The use of coiled tubing and coiled tubing equipment to perform
many tasks that were conventionally performed by jointed tubular
steel piping is well known in the art. Such tasks include the
running, or conveying, of downhole well logging tools such as
downhole tools having visual and/or acoustic apparatus contained
therein by way of coiled tubing, whether it be in vertical,
deviated, or horizontal wellbores, or whether the wellbore be open
or have casing therein.
Representative prior art patents describing such tasks being
performed with coiled tubing include U.S. Pat. No. 4,938,060--Sizer
et al., which describes a system and method for visually and/or
acoustically inspecting a well bore, and U.S. Pat. No.

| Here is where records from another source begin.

PR #3538, opened 2021-10-04
BUG: fix set_zlim method with symlog norm

### LINKED ISSUE #3229: set_zlim does not work for symlog scaling
### Bug report

**Bug summary**

`set_zlim` seems to not work when applying limits to symlog scalings on plots.  This is using tip of dev.

**Code for reproduction**

```python
import yt
ds = yt.testing.fake_random_ds(3)
p = yt.SlicePlot(ds, "z", ('gas', 'density'))
p.set_log(('gas', 'density'), True, linthresh=1.e-3)
p.set_zlim(('gas', 'density'), -1, 1)
p.save()
```

**Actual outcome**

UniformGridData_Slice_z_velocity_x

neutrinoceros:
## PR Summary
fix #3229

```python
import numpy as np
import yt

d = {'my_fake_density': np.random.random(size=(64,64,64)) - 0.5}

ds = yt.load_uniform_grid(d, [64,64,64])
p = yt.SlicePlot(ds, "z", ('stream', 'my_fake_density'))
p.set_log(('stream', 'my_fake_density'), True, linthresh=1.e-3)
p.set_zlim(('stream', 'my_fake_density'), -1e-3, 1e5)
p.save()
```
### on main

zlim_symlog_main
This plot is identical before/after calling the `set_zlim` method.

### this branch
zlim_symlog

## PR Checklist


neutrinoceros:
requesting @chummels for review on this one :)

yt/visualization/base_plot_types.py
```diff
@@ -275,35 +273,40 @@ def _init_image(self, data, cbnorm, cblinthresh, cmap, extent, aspect):
...
+                yticks = [zmin] + list(
                     10
                     ** np.arange(
                         np.rint(np.log10(cblinthresh)),
-                        np.ceil(np.log10(np.nanmax(data))),
+                        np.ceil(np.log10(zmax)),
                     )
                 )
-            elif np.nanmax(data) <= 0.0:
+                print("branch 1")
```
chummels, line 287:
```suggestion
```

yt/visualization/base_plot_types.py
```diff
@@ -275,35 +273,40 @@ def _init_image(self, data, cbnorm, cblinthresh, cmap, extent, aspect):
...
+                                np.floor(np.log10(-zmin)),
                                 np.rint(np.log10(cblinthresh)) - 1,
                                 -1,
                             )
                         )
                     )
-                    + [np.nanmax(data).v]
+                    + [zmax]
                 )
+                print("branch 2")
```
chummels, line 302:
```suggestion

```

yt/visualization/base_plot_types.py
```diff
@@ -314,10 +317,11 @@ def _init_image(self, data, cbnorm, cblinthresh, cmap, extent, aspect):
                         10
                         ** np.arange(
                             np.rint(np.log10(cblinthresh)),
-                            np.ceil(np.log10(np.nanmax(data))),
+                            np.ceil(np.log10(zmax)),
                         )
                     )
                 )
+                print("branch 3")
```
chummels, line 324:
```suggestion
```

chummels (approved):
Thank you!  I tested this out both with your example as well as my example from Issue #3229 , and they both behave correctly now.  I just included some suggestions to remove extra debug print statements.  

The only thing that I'll note is that the zmax doesn't appear to show up in as a tickmark/ticklabel in either of the examples.  I imagine it could be fixed by slightly bumping the zmax by some epsilon value upward (zmax * 1.01).  But other than that this is a great fix.

neutrinoceros:
> The only thing that I'll note is that the zmax doesn't appear to show up in as a tickmark/ticklabel in either of the examples.

that sounds like a reasonable request, however, I anticipate that it's be very hard to implement this in a way that would work consistently with every matplotlib versions we want to support, as they have been changing the way colorbars work a couple times between 3.0 and 3.5

chummels:
But won't my option of just slightly increasing the zmax work regardless of the version? It seems like we just want to have the tick label, so making zmax exceed the tick marker value should work for any MPL version.

chummels:
Maybe bumping down zmin by a similar amount would be wise too? Just to ensure it always has a tick label as well.

neutrinoceros:
I've seen similar tricks turn into maintenance puzzles with every recent matplotlib release. Matplotlib itself may be the place where this needs fixing. In any case I feel very uncomfortable to introduce colorbar tricks in Yt when matplotlib 3.5 is coming up with a complete colorbar overhaul.

matthewturk:
I'm a little uncertain about removing the nanmax's in favor of straight max's, but I think it looks good.

matthewturk:
I've marked this for merging once the conflicts are done.

chummels:
I agree with @neutrinoceros that there are no removed nanmaxes, as it's just defaulting to either nanmax or the value provided by the user (which will not be a nan).

chummels:
I don't see what conflicts exist or need to be addressed before this gets merged.

matthewturk:
> I don't see what conflicts exist or need to be addressed before this gets merged.

`yt/visualization/base_plot_types.py`

neutrinoceros:

neutrinoceros:
Let's try this one last time now that a lot of other PRs went in. If it fails we'll resort to manual backport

5,180,014--Cox, which describes the use of coiled tubing to deploy
a submersible electric pump downhole. Both of these patents are
specifically incorporated herein as references. Representative
prior patents disclosing the use of conventional jointed tubing and
coiled continuous tubing specifically for performing logging
operations include U.S. Pat. Nos.: 4,685,516--Smith et al.;
4,570,709--Wittrisch; and 3,401,749--Daniel, all of which are also
specifically incorporated herein as references.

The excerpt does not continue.